Pusic Martin V, Boutis Kathy, Pecaric Martin R, Savenkov Oleksander, Beckstead Jason W, Jaber Mohamad Y
Institute for Innovations in Medical Education, New York University School of Medicine, 550 First Avenue, MSB G109, New York, NY, 10016, USA.
The Hospital for Sick Children, and University of Toronto, Toronto, ON, Canada.
Adv Health Sci Educ Theory Pract. 2017 Aug;22(3):741-759. doi: 10.1007/s10459-016-9709-2. Epub 2016 Oct 3.

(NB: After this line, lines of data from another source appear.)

PR #92, opened 2023-11-15
fix: use absolutepath, fixing path in macos

nunogois:
Fixes the path in MacOS, like mentioned in https://github.com/Unleash/yggdrasil/pull/91#discussion_r1394103945


gastonfournier (approved):
Go go!

PR #93, opened 2023-11-15
style: formatting

nunogois:
Seems like my formatter disagrees with some of the current formatting. I think it's probably right, since this feels more consistent to me.


sighphyre (approved):
G

PR #95, opened 2023-11-16
chore(dotnet): standardize formatting on dotnet format

sighphyre:
Apply formatting, put in a standard, be done with this


daveleek (approved):
YES!

PR #96, opened 2023-11-16
chore(java): handling of fallback strategy

gastonfournier:
## About the changes
After doing a first integration in Java SDK these are feature that were missing in the Engine

### DIFF
--- a/java-engine/src/main/java/io/getunleash/engine/CustomStrategiesEvaluator.java
+++ b/java-engine/src/main/java/io/getunleash/engine/CustomStrategiesEvaluator.java
@@ -29,7 +29,8 @@ class CustomStrategiesEvaluator {
         this(customStrategies, null);
     }
 
-    public CustomStrategiesEvaluator(Stream<IStrategy> customStrategies, IStrategy fallbackStrategy) {
+    public CustomStrategiesEvaluator(
+            Stream<IStrategy> customStrategies, IStrategy fallbackStrategy) {
         this.mapper = new ObjectMapper();
         this.mapper.configure(DeserializationFeature.FAIL_ON_UNKNOWN_PROPERTIES, false);
         this.registeredStrategies =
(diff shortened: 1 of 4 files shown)


java-engine/src/main/java/io/getunleash/engine/CustomStrategiesEvaluator.java
```diff
@@ -65,14 +73,20 @@ private List<MappedStrategy> getFeatureStrategies(FeatureDefinition feature) {
             mappedStrategies.add(
                     new MappedStrategy("customStrategy" + (index++), impl, strategyDefinition));
         }
+        if (fallbackStrategy != null) {
+            mappedStrategies.add(
+                    new MappedStrategy(
+                            "customStrategy" + index,
+                            fallbackStrategy,
+                            new StrategyDefinition("fallback", Collections.emptyMap())));
```
gastonfournier, line 81: The name doesn't really matter, this strategy has to be available for all feature toggles

java-engine/src/test/java/io/getunleash/engine/UnleashEngineTest.java
```diff
@@ -100,6 +101,7 @@ void testGetVariant() throws Exception {
     @Test
     public void testClientSpec() throws Exception {
         ObjectMapper objectMapper = new ObjectMapper();
+        objectMapper.configure(DeserializationFeature.FAIL_ON_UNKNOWN_PROPERTIES, false);
```
gastonfournier, line 104: Just for easier evolution: don't fail when new fields are added.

sighphyre:
I'm not convinced this is the correct thing to do here. This looks like a very odd feature in the Java SDK. Can we move towards deprecating that rather?

gastonfournier:
> I'm not convinced this is the correct thing to do here. This looks like a very odd feature in the Java SDK. Can we move towards deprecating that rather?

I can mark it as deprecated in the engine's public interface and then in the SDK, but right now this is needed for backward compatibility

sighphyre (approved):
G

PR #97, opened 2023-11-17
feat(yggdrasil): Bubble up errors on take state

gastonfournier:
When taking state, different types of parsing errors can happen. In such situations, Yggdrasil should fail gracefully communicate the error to the client.


sighphyre (approved):
LGTM

PR #98, opened 2023-11-23
feat: add feature enabled property to variant checks 

sighphyre:
This add the enabled status of the toggle to the response in get_variant and does effectively the same logic in the FFI layers. This is a redesign of https://github.com/Unleash/yggdrasil/pull/91, to make the variant handling code a little less invasive and a little safer. This is the important PR since it allows us to do this in Edge.

Notably this does not handle the new property in the `check_variant` method in the core layer of Yggdrasil, instead it makes this the FFI layers problem, which I think is okay, since the FFI code has all the information it needs to be able to determine this. This is encoded in the type signatures of the respective methods so it should be tough to misuse.

Handling code for Java, Ruby and Dotnet is in other PRs to make this easier to review. Patches for the incomplete engines has been abandoned since they need a rewrite anyway. None of the FFI engines are in production so it should be safe to split

### DIFF
--- a/unleash-yggdrasil/src/lib.rs
+++ b/unleash-yggdrasil/src/lib.rs
@@ -28,7 +28,7 @@ use unleash_types::client_metrics::{MetricBucket, ToggleStats};
 
 pub type CompiledState = HashMap<String, CompiledToggle>;
 
-pub const SUPPORTED_SPEC_VERSION: &str = "5.0.2";
+pub const SUPPORTED_SPEC_VERSION: &str = "5.1.0";
 const VARIANT_NORMALIZATION_SEED: u32 = 86028157;
 
 pub struct CompiledToggle {
@@ -208,7 +208,7 @@ pub struct ResolvedToggle {
     pub enabled: bool,
     pub impression_data: bool,
     pub project: String,
-    pub variant: VariantDef,
+    pub variant: ExtendedVariantDef,
 }
 
 impl EngineState {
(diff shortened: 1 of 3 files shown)


unleash-yggdrasil/src/lib.rs
```diff
@@ -528,26 +528,22 @@ impl EngineState {
...
-
-            if enabled {
-                self.check_variant_by_toggle(toggle, context)
-            } else {
-                None
-            }
-        } else {
-            self.count_toggle(name, false);
-            None
+        let variant = match toggle {
```
sighphyre, line 537: Does the same as the block it removes,(minus the count which is now handled after this block).

This was getting a bit ugly and since we're in this space...

unleash-yggdrasil/src/lib.rs
```diff
@@ -622,6 +618,26 @@ pub struct VariantDef {
...
+            name: self.name.clone(),
+            payload: self.payload.clone(),
+            enabled: self.enabled,
+            feature_enabled: toggle_enabled,
+        }
+    }
+}
+
+#[derive(Deserialize, Serialize, Debug, PartialEq, Eq, Clone)]
+pub struct ExtendedVariantDef {
```
sighphyre, line 633: Honestly not loving this name. If anyone has a better one please feel free to suggest

yggdrasilffi/src/lib.rs
```diff
@@ -211,14 +211,21 @@ pub unsafe extern "C" fn check_variant(
...
         let custom_strategy_results =
             get_json::<CustomStrategyResults>(custom_strategy_results_ptr)?;
-
-        Ok(engine.check_variant(toggle_name, &context, &Some(custom_strategy_results)))
+        let base_variant = engine.check_variant(
+            toggle_name,
+            &context,
+            &Some(custom_strategy_results.clone()),
+        );
+        let toggle_enabled = engine
```
sighphyre, line 225: We'll be checking this twice since the consumer will have to anyway but the code that does the check is literally several orders of magnitude faster than moving across the FFI boundary so I think this is okay from a perf perspective

unleash-yggdrasil/src/lib.rs
nunogois: Same. Honestly I see this simply as a VariantDef, since this is how our variants now look like, with the `feature_enabled` property as part of them. So we're saying a variant is now effectively:

```
{
  name,
  enabled,
  payload,
  feature_enabled
}
```

Which means your `variant` variable is not really a variant, and `check_variant_by_toggle` doesn't really return a variant, but rather parts of the variant.

Perhaps something like:
 - `VariantDef` -> `BaseVariantDef`
 - `ExtendedVariantDef` -> `VariantDef`
 
 But to be honest I'm not 100% sure. I think this needs more input.

nunogois (approved):
Looks sane to me. Not sure how to feel about the `VariantDef` / `ExtendedVariantDef` dynamic, but perhaps they just need better naming.

If you're happy then I'm happy 😄

PR #100, opened 2023-11-23
feat: allow feature enabled property to propagate in java engine

sighphyre:
Depends on https://github.com/Unleash/yggdrasil/pull/98

Basically just allows that to propagate out. Shameless stolen from https://github.com/Unleash/yggdrasil/pull/91

### DIFF
--- a/java-engine/src/main/java/io/getunleash/engine/VariantDef.java
+++ b/java-engine/src/main/java/io/getunleash/engine/VariantDef.java
@@ -2,20 +2,24 @@ package io.getunleash.engine;
 
 import com.fasterxml.jackson.annotation.JsonCreator;
 import com.fasterxml.jackson.annotation.JsonProperty;
+import java.util.Optional;
 
 public class VariantDef {
     private final String name;
     private final Payload payload;
     private final Boolean enabled;
+    private final Boolean featureEnabled;
 
     @JsonCreator
     VariantDef(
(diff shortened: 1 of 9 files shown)


java-engine/src/main/java/io/getunleash/engine/VariantDef.java
```diff
@@ -2,20 +2,24 @@
...
     VariantDef(
             @JsonProperty("name") String name,
             @JsonProperty("payload") Payload payload,
-            @JsonProperty("enabled") Boolean enabled) {
+            @JsonProperty("enabled") Boolean enabled,
+            @JsonProperty("feature_enabled") Boolean featureEnabled) {
         this.name = name;
         this.payload = payload;
         this.enabled = enabled;
+        this.featureEnabled = Optional.ofNullable(featureEnabled).orElse(false);
```
gastonfournier, line 22: I still find it confusing to have enabled and feature enabled as part of the variant def, but I think I'm late to this conversation

gastonfournier (approved):
LGTM!

java-engine/src/main/java/io/getunleash/engine/VariantDef.java
sighphyre: I don't disagree but I do think you're a bit late to the party. This is already in the client spec and implemented in Python

PR #570, opened 2021-11-06
Add WitchHazel by Thea Flowers

stefanv:
https://witchhazel.thea.codes/

### DIFF
--- a/styles/witchhazel.go
+++ b/styles/witchhazel.go
@@ -48,5 +48,5 @@ var WitchHazel = Register(chroma.MustNewStyle("witchhazel", chroma.StyleEntries{
 	chroma.GenericInserted:   "#a6e22e",
 	chroma.GenericStrong:     "bold",
 	chroma.GenericSubheading: "#75715e",
-	chroma.Background:        "#433e56",
+	chroma.Background:        " bg:#433e56",
 }))
--- a/styles/witchhazel.go
+++ b/styles/witchhazel.go
@@ -1,0 +1,52 @@
+// Copyright 2018 Alethea Katherine Flowers
+//
+// Licensed under the Apache License, Version 2.0 (the "License");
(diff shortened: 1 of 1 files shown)


stefanv:
I have tested the addition using `go test`, but I would like to do some more testing (and visually inspect the output) before removing draft status.

Please forgive my ignorance, but I am new at go and cannot figure out how to install the binary for testing (`go build` and `go install` are both quiet).

alecthomas:
go build will place it in the working directory

alecthomas:
However you should add some actual tests to really be sure. Follow the README in lexers.

stefanv:
`go build` does not produce anything as far as I can tell.  It also looks like none of the other styles have tests associated with them.

alecthomas:
Ah sorry, I didn't read the code - the tests are for the lexers. `go build` will only produce an executable for a `main` package. I would build the chroma executable and use that:

```
go run ./cmd/chroma -s witchhazel SOMEFILE
```

stefanv:
Thanks, @alecthomas, that's helpful.  This is where my inexperience with go is a problem; I'm sure it must be obvious, but when I run `go run ./cmd/chroma` I get:

```
go run: no packages loaded from ./cmd/chroma
```

Maybe I need some environment variable set, or a newer version of go? I have:

```
go version go1.17.3 linux/amd64
```

Feel free to just point me to a manual or website; I can teach myself if I have a rough sense of where to look.

alecthomas:
Sorry that is my bad. I forgot that I made `chroma` a separate Go module. You'll need to do:

```
cd ./cmd/chroma
go run . -s witchhazel SOMEFILE
```

stefanv:
This worked well, and I was able to confirm that the theme renders as expected:

alecthomas:
Awesome, thanks :)

PR #633, opened 2022-05-03
fix: parse all of `@foo.bar` as a Python decorator

mhmdanas:


lexers/embedded/python.xml
```diff
@@ -379,7 +379,7 @@
       </rule>
     </state>
     <state name="name">
-      <rule pattern="@[_\p{L}][_\p{L}\p{N}]*">
+      <rule pattern="@[_\p{L}][_\p{L}\p{N}]*(\s*\.\s*[_\p{L}][_\p{L}\p{N}]*)*">
```
mhmdanas, line 382:
```suggestion
      <rule pattern="@[_\p{L}][_\p{L}\p{N}]*(\.[_\p{L}][_\p{L}\p{N}]*)*">
```

Accounting for whitespace feels wrong to me, what do you think?

alecthomas (approved):

PR #680, opened 2022-10-05
Add .pylintrc to ini lexer

silverwind:
Reference: https://pylint.pycqa.org/en/latest/user_guide/usage/run.html#command-line-options


silverwind:
Another reference from linguist: https://github.com/github/linguist/blob/1fbaa41dc259695226bb4ffd70f43957df1b7fb6/lib/linguist/languages.yml#L2780

alecthomas (approved):

PR #696, opened 2022-11-02
Improve Kotlin lexer

pmwmedia:
I have added a heuristic for classifying object names (something like static classes) and enum names as class names. This change adapts the behavior of the Java and Scala lexers.


alecthomas (approved):
Nice, thanks!

PR #713, opened 2022-11-24
lexers: Add benchmark for lexers.Get

bep:
```
BenchmarkLexersGet/Known-10             112448803            10.57 ns/op           0 B/op           0 allocs/op
BenchmarkLexersGet/Unknown-10                286       4160740 ns/op           0 B/op           0 allocs/op
```


walles:
The benchmark shows 4ms for the unknown case.

@bep, what kind of performance would have made you feel it was not slow?

PR #732, opened 2023-01-18
Add default diff support

CosmicHorrorDev:
This adds support for the default diff syntax. It looks like this is missing from `pygments` too, so I'll have to open a PR with them tomorrow

I didn't know what token type was appropriate for the separator, so I went with `GenericStrong`, but feel free to suggest something else

## Demo

`default.diff`

```diff
1,2d0
< A
< A
4c2
< C
---
> F
5a4
> E
```

Generated with

`old.txt`

```text
A
A
B
C
D
```

`new.txt`

```text
B
F
D
E
```

```bash
$ diff old.txt new.txt > default.diff
```

### Results

```bash
chroma --format="tokens" default.diff
```

_Before_

```go
&Token{Text, "1,2d0\n< A\n< A\n4c2\n< C\n"}
&Token{GenericDeleted, "---\n"}
&Token{Text, "> F\n5a4\n> E\n"}
```

_After_

```go
&Token{GenericSubheading, "1,2d0\n"}
&Token{GenericDeleted, "< A\n< A\n"}
&Token{GenericSubheading, "4c2\n"}
&Token{GenericDeleted, "< C\n"}
&Token{GenericStrong, "---\n"}
&Token{GenericInserted, "> F\n"}
&Token{GenericSubheading, "5a4\n"}
&Token{GenericInserted, "> E\n"}
```


alecthomas (approved):
Nice, thanks!

PR #739, opened 2023-01-29
Rust: Include starting apostrophe in lifetime / loop label token

CosmicHorrorDev:
Previously the apostrophe that would start lifetimes and loop labels would be considered an `Operator` while the ident after would be considered a `NameAttribute` (or `NameBuiltin` for `_` or `static`). This change includes the apostrophe in the token instead

This did involve pulling out the `(static|_)` to make that match distinct. Let me know if you know of a better way to handle this

The test file with syntax highlighting for reference

```rust
struct Bar<'b>(&'b str);

struct Foo<'b, 'a: 'b>(&'a Bar<'b>);

fn foo<'some_name>(_: Bar<'_>, _: impl Iterator<Item = Bar<'static>> + 'static) {
    'im_1a_loop_label: loop {
        break 'im_a_loop_label;
    }

    // None of these should have lifetimes
    let _ = 'a';
    let _ = b'a';
    let _ = "
        'not_a_lifetime_or_label
    ";
}
```


alecthomas (approved):
If it works, LGTM. Thanks!

PR #788, opened 2023-05-02
lexers/d: Update keyword lists

CyberShadow:
Add missing keywords, remove non-keywords, move a few things around to where they make more sense to be.

References:
- https://dlang.org/spec/lex.html#keywords
- https://dlang.org/spec/lex.html#specialtokens
- https://dlang.org/phobos/object.html


CyberShadow:
There is a bug: in `static if`, `if` is parsed as `NameFunction` (but it should be just a keyword). I'm not sure how to fix that - I don't see anything special about `static` in the XML.

PR #837, opened 2023-08-24
Set priority for INI lexer over Inform 6

gandarez:
The file extension `.inf` is far more common as `INI` than `Inform 6` since both share the same file extension.

https://en.wikipedia.org/wiki/INF_file
https://www.ifwiki.org/Inform_6


alecthomas (approved):

gandarez:
@alecthomas will you merge it soon?

Issue #847, opened 2023-09-15
Support Justfile


SteveLauC:
**What problem does this feature solve?**

Gitea uses `chroma` for syntax highlight, It would be great if `chroma` would support [justfile](https://github.com/casey/just) so that [Gitea could benefit from this](https://github.com/go-gitea/gitea/issues/27086)

**What feature do you propose?**

Support syntax highlight for justfile

silverwind:
If it looks somewhat okay while highlighted as `Makefile`, it could be added as an alias to is as a temporary solution until full support is added.

silverwind:
<img width="716" alt="image" src="https://github.com/alecthomas/chroma/assets/115237/7762f97a-fecb-44eb-95df-0fecb33b01e0">

Looks okay imho.

SteveLauC:
Thanks for doing this!

PR #852, opened 2023-09-16
add justfile filename to Makefile lexer

silverwind:
Fixes https://github.com/alecthomas/chroma/issues/847.


silverwind:
Added title case variant as well. The filename is actually case-insensitive, but I think these two variants would be the most common.

PR #882, opened 2023-11-13
Add Hare lexer

mhmdanas:
TODO:
- [x] Clean up
- [x] Add test(s)


lexers/hare.go
```diff
@@ -0,0 +1,60 @@
+package lexers
```
alecthomas, line 1: Please convert this to an XML lexer, I'm no longer accepting Go-based lexers unless there's a good reason. Conversion is fairly mechanical, see other lexers in lexers/embedded for examples.

mhmdanas: Done.

Just a couple suggestions regarding XML lexer format errors: I had spent some time trying to debug why the embedded lexer wasn't working for any Hare code I tried:
```console
$ chroma --json x.ha 
[
  {"type":"Error","value":"//test\nlet x = 1;\n"}
]

```

Until I figured out that I was supposed to wrap the `<include>` elements in `<rule>` elements; it would be great if Chroma printed out a clear error for this case, with a specific line and character or range. After that, I tried putting two `<include>` elements in one rule, and I got another somewhat cryptic error (which was fixed by putting each `<include>` in a separate rule):
```console
$ chroma --json x.ha
chroma: error: Hare: failed to compile rules: embedded/hare.xml: duplicate mutator
```

This is better than before, but it would be great if the error was more specific and it pointed to a specific line and character or range as mentioned already.

lexers/embedded/hare.xml
```diff
@@ -0,0 +1,104 @@
...
+  <config>
+    <name>Hare</name>
+    <alias>hare</alias>
+    <filename>*.ha</filename>
+    <mime_type>text/x-hare</mime_type>
+  </config>
+  <rules>
+    <state name="whitespace">
+      <rule pattern="^use\s.+;">
+        <token type="CommentPreproc"/>
```
mhmdanas, line 11: I don't like how this is done, it makes the whole `use` statement a uniform and weird greenish color:
image

Compare to Helix, which highlights each part of the statement separately:
image

alecthomas: You can use `<bygroups>` to achieve this.

mhmdanas: Thanks, I decided to have `use` be a `KeywordNamespace` but not use a separate state or `bygroups` for the rest of the `use` statement, as I thought it was a lot of hassle for little benefit as it already looks fine with my change:
image

lexers/embedded/hare.xml
```diff
@@ -0,0 +1,101 @@
...
+      <rule pattern="[\s\n]+">
+        <token type="TextWhitespace"/>
+      </rule>
+      <rule pattern="@[a-z]+">
+        <token type="NameDecorator"/>
+      </rule>
+      <rule pattern="//.*\n">
+        <token type="CommentSingle"/>
+      </rule>
+    </state>
```
mhmdanas, line 19: I don't see a good reason to have separate `whitespace` and `statements` states, maybe they should just be folded into the `root` state?

lexers/testdata/hare.actual
```diff
@@ -0,0 +1,66 @@
+use bufio;
```
mhmdanas, line 1: It's probably a good idea to have some test data that's a bit simpler and also uses more language constructs (e.g. enums, switch/match statements).

lexers/embedded/hare.xml
```diff
@@ -0,0 +1,101 @@
...
+  <config>
+    <name>Hare</name>
+    <alias>hare</alias>
+    <filename>*.ha</filename>
+    <mime_type>text/x-hare</mime_type>
+  </config>
+  <rules>
+    <state name="whitespace">
+      <rule pattern="[\s\n]+">
+        <token type="TextWhitespace"/>
```
mhmdanas, line 11: I'm not quite sure if this should be `"Text"` instead?

lexers/embedded/hare.xml
```diff
@@ -0,0 +1,101 @@
...
+      </rule>
+      <rule pattern="@[a-z]+">
+        <token type="NameDecorator"/>
```
mhmdanas, line 14: As far as I know attributes (as Hare calls `@test` and friends) are compiler directives, so should I use `CommentPreproc` here instead?

alecthomas: I think NamDecorator is probably more like what other languages use.

lexers/embedded/hare.xml
```diff
@@ -0,0 +1,101 @@
...
+      <rule pattern="0x[0-9a-fA-F]+[pP][+-]?\d+(f32|f64)">
+        <token type="LiteralNumberFloat"/>
+      </rule>
+      <rule pattern="0x[0-9a-fA-F]+(z|[iu](8|16|32|64)?)?">
+        <token type="LiteralNumberHex"/>
+      </rule>
+      <rule pattern="0o[0-7]+(z|[iu](8|16|32|64)?)?">
+        <token type="LiteralNumberOct"/>
+      </rule>
+      <rule pattern="0b[01]+(z[iu](8|16|32|64)?)?">
```
YerinAlexey, line 49: This doesn't highlight `0b1010u16` properly, as well as incorrectly catching `0b1010zu8`.

```suggestion
      <rule pattern="0b[01]+(z|[iu](8|16|32|64)?)?">
```

lexers/embedded/hare.xml
```diff
@@ -0,0 +1,101 @@
...
+      <rule pattern="[~!%^&amp;*+=|?:&lt;&gt;/-]|[ai]s\b|\.\.\.">
+        <token type="Operator"/>
+      </rule>
+      <rule pattern="[()\[\],.{};]">
+        <token type="Punctuation"/>
+      </rule>
+      <rule pattern="use\b">
+        <token type="KeywordNamespace"/>
+      </rule>
+      <rule pattern="(_|align|break|const|continue|else|enum|export|for|if|return|size|static|struct|offset|union|fn|free|assert|abort|alloc|let|len|def|type|match|switch|case|append|delete|insert|defer|yield|vastart|vaarg|vaend)\b">
```
YerinAlexey, line 64: It would be nice to handle both size as a type and size as a builtin.

I came up with this solution (before types rule, and with `size` added to types as a fallback):

```xml
<rule pattern="(size)([\s\n]*)(\()">
  <bygroups>
    <token type="Keyword" />
    <token type="TextWhitespace" />
    <token type="Punctuation" />
  </bygroups>
</rule>
```

alecthomas:
LGTM!

PR #918, opened 2024-01-22
Add support for Rego syntax

jamietanna:
Adapted heavily from several of the lexers in this repo, and
https://github.com/tsandall/vim-rego/blob/b47bf95996b72d630464b44ca567f2945bd37ac9/syntax/rego.vim

### DIFF
--- a/lexers/embedded/rego.xml
+++ b/lexers/embedded/rego.xml
@@ -1,0 +1,88 @@
+<lexer>
+  <config>
+    <name>Rego</name>
+    <alias>rego</alias>
+    <filename>*.rego</filename>
+  </config>
+  <rules>
+    <state name="root">
+      <rule pattern="(package|import|as|not|with|default|else|some|in|if|contains)\b">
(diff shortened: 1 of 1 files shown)


jamietanna:
Argh sorry @alecthomas  it looks like this hasn't actually worked OK - it looks like some of the text doesn't get recognised correctly.

2024-01-22-212019_1445x673_scrot

Any hints as what best to do here?

Happy to revert this PR until we've fixed it!

alecthomas:
No worries

I'd add a test and iterate until it passes

jamietanna:
Interesting, thanks - will give that a go tomorrow!

alecthomas:
FYI you can also use the chroma CLI to manually test your lexer: `chroma --lexer <file.xml> <input>`

jamietanna:
Thanks I had actually been doing that 🫣 but I changed themes to improve the output, but should have gone back to the default so I knew I'd not finished it off

PR #1870, opened 2020-09-02
Add an unsynchronized mention for disconnected accounts

ptbrowne:
To prepare the user for the slightly different UI that opens when clicking
on the account row, a mention is added that the bank accounts are no
longer synchronized.

Depends on https://github.com/cozy/cozy-ui/pull/1539 and https://github.com/cozy/cozy-libs/pull/1082 not to have red CI (warnings during tests).

Can be reviewed.


src/ducks/settings/AccountsSettings.jsx
```diff
@@ -98,7 +100,16 @@ export const AccountsList_ = ({ accounts }) => {
           <AccountListItem
             key={accounts[0]._id}
             account={accounts[0]}
-            secondaryText={connection ? connection.auth.identifier : null}
+            secondaryText={
+              connection ? (
+                connection.auth.identifier
+              ) : (
+                <Caption className="u-warn">
+                  <Icon icon="sync" size="8" className="u-mr-half" />
```
Crash--, line 108: I thought we had defined size (small / ...) but in fact... no... just on circle

Crash-- (approved):

PR #1873, opened 2020-09-04
Update packages

ptbrowne:
Update cozy-client to solve a deleted document bug.
See https://github.com/cozy/cozy-client/pull/776

Update cozy-harvest-lib and cozy-ui to have the NavigationList
in the ConfigurationTab of the AccountModal in harvest.

Update cozy-scripts and remove the adhoc check-locales script.


ptbrowne:
Since this is only an upgrade of packages (and a small chore), I'm merging as soon as this is green.

PR #1874, opened 2020-09-07
feat: Rely on the bar from the stack

ptbrowne:
For a time, banks needed a new version of the bar and we had relied
on the bar from the node_modules. This is different from the other
apps and we need now to revert this. Having the bar served from
the stack has several advantages:

- It diminishes the build size of the app
- It allows apps to cache the bar
- Every app uses the same bar


Crash-- (approved):
thanks !

PR #1876, opened 2020-09-08
Reconnect trigger from TransactionsPage through Harvest

ptbrowne:
Now we can use Harvest directly to fix a connection from the transaction page.


src/ducks/balance/AccountRowCaption.jsx
```diff
@@ -6,13 +6,15 @@ import Icon from 'cozy-ui/transpiled/react/Icon'
 import { useI18n } from 'cozy-ui/transpiled/react/I18n'
 
 import flag from 'cozy-flags'
-import { isErrored } from 'utils/triggers'
+import { trigger as triggerLibs } from 'cozy-client/dist/models'
```
Crash--, line 9: nit: it's sounds weird to import from dist/

Crash-- (approved):

src/ducks/balance/AccountRowCaption.jsx
ptbrowne: I made the change, thanks.

PR #1887, opened 2020-09-23
Fix recurrence bundle page loading

ptbrowne:
Without a "fake" selector, the index could not be inferred by PouchDB,
breaking the loading of the recurrence bundle data.

Since there was no check to see if the query loading was in "failed"
status, the "no data found" message was shown to the user.

### DIFF
--- a/src/ducks/recurrence/queries.js
+++ b/src/ducks/recurrence/queries.js
@@ -17,11 +17,15 @@ export const queryRecurrencesTransactions = recurrences =>
 
 export const bundleTransactionsQueryConn = ({ bundle }) => {
   return {
-    query: () =>
-      queryRecurrenceTransactions(bundle)
+    query: () => {
+      const initialQDef = queryRecurrenceTransactions(bundle)
+      const qDef = initialQDef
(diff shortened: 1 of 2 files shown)


doubleface (approved):

src/ducks/recurrence/queries.js
```diff
@@ -17,11 +17,15 @@ export const queryRecurrencesTransactions = recurrences =>
 
 export const bundleTransactionsQueryConn = ({ bundle }) => {
   return {
-    query: () =>
-      queryRecurrenceTransactions(bundle)
+    query: () => {
+      const initialQDef = queryRecurrenceTransactions(bundle)
+      const qDef = initialQDef
         .sortBy([{ date: 'desc' }])
+        .where({ ...initialQDef.selector, date: { $gt: null } })
```
paultranvan, line 24: The attributes will be automatically indexed  in this order:  `date` should be first to actually use the index. Otherwise, couchdb will do a full-scan to run it.

ptbrowne: Ok thanks, I've modified the indexing.

PR #1889, opened 2020-10-01
Cozy flags fix

ptbrowne:
On Android (built with Travis), there was two copies of cozy-flags used:
one in Harvest and one in Banks. This caused problems since one 
cozy-flag had the correct flags and the other did not have the flag.

To prevent the problem:

- I force the usage of the right cozy-flags in Banks
- I upgrade cozy-flags in banks, so that it is the same version as in
  harvest, which means yarn can hoist the package to the root node_modules
- I will do a PR in harvest to have cozy-flags as a peer dependency


Crash-- (approved):
Nice catch 👍

JF-Cozy (approved):

PR #1898, opened 2020-10-08
refactor: Extract getTracker to be able to override it

ptbrowne:
To be able to override the getTracker, we need to extract this function from the browser.jsx otherwise functions inside browser.jsx that use getTracker would retain a reference to the original getTracker function.


ptbrowne:
I am merging since this is a small refactor and test pass.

Learning curves are a useful way of representing the rate of learning over time. Features include an index of baseline performance (y-intercept), the efficiency of learning over time (slope parameter) and the maximal theoretical performance achievable (upper asymptote). Each of these parameters can be statistically modelled on an individual and group basis with the resulting estimates being useful to both learners and educators for feedback and educational quality improvement. In this primer, we review various descriptive and modelling techniques appropriate to learning curves including smoothing, regression modelling and application of the Thurstone model. Using an example dataset we demonstrate each technique as it specifically applies to learning curves and point out limitations.
学习曲线是表示随时间学习速率的一种有用方式。其特征包括基线表现指数(y轴截距)、随时间的学习效率(斜率参数)以及可达到的最大理论表现(上渐近线)。这些参数中的每一个都可以在个体和群体基础上进行统计建模,所得估计值对学习者和教育工作者进行反馈及提高教育质量都很有用。在本入门介绍中,我们回顾了适用于学习曲线的各种描述性和建模技术,包括平滑处理、回归建模以及瑟斯顿模型的应用。我们使用一个示例数据集展示了每种技术具体如何应用于学习曲线,并指出其局限性。